(EXERCISE MATERIAL):
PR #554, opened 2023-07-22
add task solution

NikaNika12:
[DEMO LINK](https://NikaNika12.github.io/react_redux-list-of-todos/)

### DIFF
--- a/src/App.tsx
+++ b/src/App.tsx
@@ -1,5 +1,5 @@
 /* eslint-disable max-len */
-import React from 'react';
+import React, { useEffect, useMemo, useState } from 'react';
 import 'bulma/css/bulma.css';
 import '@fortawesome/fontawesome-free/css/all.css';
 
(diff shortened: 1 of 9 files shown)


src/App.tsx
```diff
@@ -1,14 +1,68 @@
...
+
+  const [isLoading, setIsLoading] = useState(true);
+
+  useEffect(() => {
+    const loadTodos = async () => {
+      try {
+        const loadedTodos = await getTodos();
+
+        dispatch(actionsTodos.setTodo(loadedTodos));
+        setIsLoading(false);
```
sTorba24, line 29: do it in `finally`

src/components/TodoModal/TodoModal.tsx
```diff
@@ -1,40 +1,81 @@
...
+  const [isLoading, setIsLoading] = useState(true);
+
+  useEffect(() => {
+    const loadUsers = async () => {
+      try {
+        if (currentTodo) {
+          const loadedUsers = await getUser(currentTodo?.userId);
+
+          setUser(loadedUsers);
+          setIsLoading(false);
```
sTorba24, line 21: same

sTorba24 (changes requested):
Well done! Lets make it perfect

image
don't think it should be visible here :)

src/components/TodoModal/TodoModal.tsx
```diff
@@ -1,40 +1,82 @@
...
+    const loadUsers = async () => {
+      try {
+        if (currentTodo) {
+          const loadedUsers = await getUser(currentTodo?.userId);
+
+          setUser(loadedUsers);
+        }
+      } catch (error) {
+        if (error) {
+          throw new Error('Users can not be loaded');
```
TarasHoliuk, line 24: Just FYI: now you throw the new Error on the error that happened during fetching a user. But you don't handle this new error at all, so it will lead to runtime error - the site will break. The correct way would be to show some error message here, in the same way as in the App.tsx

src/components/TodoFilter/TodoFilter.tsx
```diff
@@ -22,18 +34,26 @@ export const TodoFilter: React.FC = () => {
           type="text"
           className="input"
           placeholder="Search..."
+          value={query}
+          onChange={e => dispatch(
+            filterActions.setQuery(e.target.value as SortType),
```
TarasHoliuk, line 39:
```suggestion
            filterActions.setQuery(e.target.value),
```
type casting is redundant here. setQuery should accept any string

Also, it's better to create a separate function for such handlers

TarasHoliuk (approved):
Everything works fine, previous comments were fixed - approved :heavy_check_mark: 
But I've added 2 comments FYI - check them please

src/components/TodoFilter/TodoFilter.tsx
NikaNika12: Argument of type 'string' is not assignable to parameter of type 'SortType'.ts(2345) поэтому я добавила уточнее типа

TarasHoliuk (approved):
* * *
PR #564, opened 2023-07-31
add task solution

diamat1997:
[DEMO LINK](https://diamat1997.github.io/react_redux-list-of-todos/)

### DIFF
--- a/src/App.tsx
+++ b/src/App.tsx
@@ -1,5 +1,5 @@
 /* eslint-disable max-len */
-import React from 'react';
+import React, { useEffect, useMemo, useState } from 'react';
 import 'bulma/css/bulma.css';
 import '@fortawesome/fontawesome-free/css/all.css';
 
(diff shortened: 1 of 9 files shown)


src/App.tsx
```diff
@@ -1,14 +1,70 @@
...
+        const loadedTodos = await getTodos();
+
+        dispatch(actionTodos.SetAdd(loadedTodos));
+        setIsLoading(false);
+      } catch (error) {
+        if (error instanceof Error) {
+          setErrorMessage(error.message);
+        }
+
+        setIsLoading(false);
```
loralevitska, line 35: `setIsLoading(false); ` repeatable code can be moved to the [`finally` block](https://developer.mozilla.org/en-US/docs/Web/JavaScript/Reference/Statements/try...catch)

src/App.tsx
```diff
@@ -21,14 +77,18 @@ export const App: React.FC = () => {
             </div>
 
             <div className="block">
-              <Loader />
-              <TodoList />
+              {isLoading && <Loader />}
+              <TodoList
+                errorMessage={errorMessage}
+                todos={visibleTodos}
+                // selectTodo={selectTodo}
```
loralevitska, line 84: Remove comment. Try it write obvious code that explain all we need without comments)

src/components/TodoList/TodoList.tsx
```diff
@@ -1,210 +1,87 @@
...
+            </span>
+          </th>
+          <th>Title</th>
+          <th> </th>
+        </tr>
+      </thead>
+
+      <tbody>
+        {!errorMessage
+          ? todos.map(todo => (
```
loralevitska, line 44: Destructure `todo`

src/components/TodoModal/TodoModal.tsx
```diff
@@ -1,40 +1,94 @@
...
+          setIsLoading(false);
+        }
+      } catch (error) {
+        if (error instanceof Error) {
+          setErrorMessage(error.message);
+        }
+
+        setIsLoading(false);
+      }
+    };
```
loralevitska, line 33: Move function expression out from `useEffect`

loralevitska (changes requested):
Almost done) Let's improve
==
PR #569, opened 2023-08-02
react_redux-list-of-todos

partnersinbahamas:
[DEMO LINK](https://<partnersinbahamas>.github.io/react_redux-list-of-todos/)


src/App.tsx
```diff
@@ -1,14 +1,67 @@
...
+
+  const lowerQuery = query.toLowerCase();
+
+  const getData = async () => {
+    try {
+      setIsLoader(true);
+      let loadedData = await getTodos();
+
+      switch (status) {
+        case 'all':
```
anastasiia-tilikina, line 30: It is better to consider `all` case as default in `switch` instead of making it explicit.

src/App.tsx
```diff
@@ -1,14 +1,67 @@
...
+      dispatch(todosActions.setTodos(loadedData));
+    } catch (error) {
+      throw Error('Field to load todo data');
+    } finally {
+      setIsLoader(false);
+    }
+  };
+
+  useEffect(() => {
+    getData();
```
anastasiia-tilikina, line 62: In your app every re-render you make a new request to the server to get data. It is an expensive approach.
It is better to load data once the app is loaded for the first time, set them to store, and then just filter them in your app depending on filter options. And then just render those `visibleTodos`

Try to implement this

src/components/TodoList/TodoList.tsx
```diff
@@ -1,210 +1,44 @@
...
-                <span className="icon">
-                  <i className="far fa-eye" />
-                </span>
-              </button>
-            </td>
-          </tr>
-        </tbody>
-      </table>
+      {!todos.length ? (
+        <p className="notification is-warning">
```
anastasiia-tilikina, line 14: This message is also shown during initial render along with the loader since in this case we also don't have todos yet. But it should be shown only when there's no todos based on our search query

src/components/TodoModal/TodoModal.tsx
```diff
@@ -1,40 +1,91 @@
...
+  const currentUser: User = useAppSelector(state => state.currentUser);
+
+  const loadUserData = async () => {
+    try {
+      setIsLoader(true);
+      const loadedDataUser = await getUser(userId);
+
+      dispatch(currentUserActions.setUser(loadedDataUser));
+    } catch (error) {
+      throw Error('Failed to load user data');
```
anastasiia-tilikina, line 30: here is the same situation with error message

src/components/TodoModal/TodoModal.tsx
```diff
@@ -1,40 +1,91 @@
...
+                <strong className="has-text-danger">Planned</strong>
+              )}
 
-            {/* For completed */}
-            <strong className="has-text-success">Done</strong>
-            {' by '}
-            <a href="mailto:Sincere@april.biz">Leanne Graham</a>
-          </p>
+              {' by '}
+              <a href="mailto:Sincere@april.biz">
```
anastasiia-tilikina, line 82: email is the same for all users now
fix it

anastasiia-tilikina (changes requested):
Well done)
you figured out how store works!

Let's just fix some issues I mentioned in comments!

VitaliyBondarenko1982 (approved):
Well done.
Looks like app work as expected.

(YOUR ASSIGNMENT): Where the string "requested" turns up in a line of the data above, copy that whole line.

(WRITTEN RESPONSE):
sTorba24 (changes requested):
loralevitska (changes requested):
anastasiia-tilikina (changes requested):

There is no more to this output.